Preceded by two numbers  Although actually 3 letters is enough for some nicknames anyway surely? Gaz, Baz, Daz lol



wja96 said:


> COK?


If that's a chat-up line, it's not working. Sorry.



Ridgmont61 said:


> I bought one for my wife's car from DVLA, a very easy process, cheap compared to others and it hides the age of the car


Actually that is why I was there in the first place. Have an 09 car on an 08 plate but hadn't realised at that point you could only buy a number issued in a year prior to the year of maufacture on your car. But yeah, the process was simple. Having them made up today.


----------



## Demessiah (Jan 27, 2009)

WOW!!! You can buy a number plate from DVLA! OMG! Amazing post! Audi certainly did miss a trick here, if they had put TT number plates im sure they would have sold 10x more! OMG! [smiley=vulcan.gif]


----------



## Russ713 (Feb 13, 2013)

simmouk said:


> Audi missed a trick IMO - they could have offerred every new car with plates starting "TT".


my Mrs new A1 soon to be delivered gonna look really cool then :lol:


----------



## Hodgster (Jun 26, 2011)

naughts4187 said:


> What on earth are you on about... :?


Pretty self explanatory and why the rage from others?? (oh, I see you are a Leeds fan.....got it)


----------



## BarrieB (Aug 24, 2011)

Hodgster said:


> naughts4187 said:
> 
> 
> > What on earth are you on about... :?
> ...


Ditto, Hodgster.


----------



## simmouk (Jul 22, 2012)

With apologies to the nice ones, there are some seriousy unpleasant people on this forum.


----------



## Demessiah (Jan 27, 2009)

And some seriously boring ones [smiley=sleeping.gif]


----------



## wja96 (Mar 4, 2010)

Seriously, what has this got to do with Mk II? Fine if you want to post in Off Topic etc. but does it really warrant a thread?

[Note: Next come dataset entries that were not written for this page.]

PR #4691, opened 2021-07-19
Add new option "node-option"

juergba:
### Description

Currently Mocha is parsing its own options, plus Node and V8 options as well. Mocha has to recognize those foreign options in order to pass them to a newly spawned child-process.

Mocha's options are defined in _yargs/yargs-parser_, whereas Node/V8 options:
- are not white-listed
- Node: compared with `process.allowedNodeEnvironmentFlags`, which contains most but not all flags.
- V8: compared against a beautiful regex, otherwise `v8[_-]` has to be prepended.
 
This Mocha/Node hybrid parsing has some disadvantages:
- maintenance overhead
- some options can't be forwarded at all, eg. `--prof`, `--require`
- Mocha's option object gets polluted with invalid camelCased Node/V8 options
- Mocha can't print a warning in case of incorrect user input (typos)
- we have bugs in parsing of our own kebab-case options, which are difficult to fix with the current _yargs-parser_ configuration

### Description of the Change

Mocha should not have to check/process any Node/V8 flags, but simply parse and hand them over to Node.
So we add a new flag `--node-option`/ `-n`:
- array:
  - `-n require=glob -n unhandled-rejections=strict` or 
  - `-n require=glob,unhandled-rejections=strict`
- no checks or processing, Mocha just hands the option over to Node by spawning a new child-process
- no merging: the two solutions are independent
- optional: remove current Mocha/Node hybrid solution on mid-term

in addition:
- prevent double parsing when _bin/mocha_ is the entry point
- remove package `esm` special handling. This package is abandoned and not supported in Mocha v9
- remove `gc` check and deprecation warning. This V8 option doesn't exist anymore


docs/index.md
```diff
@@ -1015,6 +1013,15 @@ Specify an explicit path to a [configuration file](#configuring-mocha-nodejs).
 
 By default, Mocha will search for a config file if `--config` is not specified; use `--no-config` to suppress this behavior.
 
+### `--node-option <name>, -n <name>`
+
+> _New in v9.1.0._
+
+For Node.js and V8 options. Mocha forwards these options to Node.js by spawning a new child-process.<br>
```
outsideris, line 1020: To clear, can we specify name should be without `--` nor `--v8-`?

lib/cli/run.js
```diff
@@ -176,6 +176,10 @@ exports.builder = yargs =>
         group: GROUPS.OUTPUT,
         hidden: true
       },
+      'node-option': {
+        description: 'Node or V8 option (no leading "--")',
```
outsideris, line 180: How about `no leading "--" or "--v8-"`

outsideris (approved):
👍🏼

docs/index.md
juergba: I added the `--` info. I prefer to not mention `--v8-` as this is a Mocha specific quirk and may be confusing.

lib/cli/run.js
juergba: I haven't added the `--v8-` part, see comment above.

You bought some vanity plates and obviously felt the need to fill up the Internet a bit more.


----------



## simmouk (Jul 22, 2012)

wja96 said:


> Seriously, what has this got to do with Mk II? Fine if you want to post in Off Topic etc. but does it really warrant a thread?
> 
> You bought some vanity plates and obviously felt the need to fill up the Internet a bit more.


So why not just post politely that I was in the wrong place? I'm new here and I assumed, having a MK2 this was the place to post. I didn't realise you couldn't post about this stuff either - I just thought some people might like the idea of having TT plates on a TT. I didn't realise that those that didn't would object to threads like this.

I'll admit I was naive. I wasn't expecting to be insulted on an Audi forum.


----------



## neilc (Aug 8, 2011)

I suggest a mod move this thread to off topic and that we also leave the guy alone , anyone can post what they want as long as it's in the correct section.

But interestingly enough I am considering a TT plate for my car :lol:


----------



## simmouk (Jul 22, 2012)

neilc said:


> I suggest a mod move this thread to off topic


Good call. I'll report it.



neilc said:


> But interestingly enough I am considering a TT plate for my car :lol:


Yeah just a bit of fun really and pretty cheap (compared to some Audi-related things!)


----------



## Gazzer (Jun 12, 2010)

Simmouk, a lot of the guys have TT related plates on here and fair dinkum m8 for posting your enthusiasme over the subject. Ignore the missucs on here


----------



## Pugwash69 (Jun 12, 2012)

Those plates are of no use to me. I would need one such as A111 TTR. Luckily I have an X plate, so most of the prefix alphabet is open to me.


----------



## Chris Woods (May 12, 2013)

I really don't see the point of car specific plates , as soon as you sell the car they look stupid on you're new car or you sell it with the car and waste the money you spent on it .... Pointless IMO


----------



## YoungOldUn (Apr 12, 2011)

simmouk said:


> With apologies to the nice ones, there are some seriousy unpleasant people on this forum.


Just ignore the back biters, there are a quite a few 'keyboard warriors' prowling this forum and most of them should know better.


----------



## Gazzer (Jun 12, 2010)

YoungOldUn said:


> simmouk said:
> 
> 
> > With apologies to the nice ones, there are some seriousy unpleasant people on this forum.
> ...


+1 Jim


----------



## IC_HOTT (May 29, 2010)

neilc said:


> But interestingly enough I am considering a TT plate for my car :lol:


Couldn't get any more on mine :wink:


----------



## YoungOldUn (Apr 12, 2011)

Have you gone all 'Aussie' on us Ian


----------



## IC_HOTT (May 29, 2010)

YoungOldUn said:


> Have you gone all 'Aussie' on us Ian


Don't know Jim, have I ?

To do with cricket or is the pic upside down at your end :lol: ?


----------



## YoungOldUn (Apr 12, 2011)

The pic is upside down to me, so one of us must have gone 'Aussie' :lol: :lol:


----------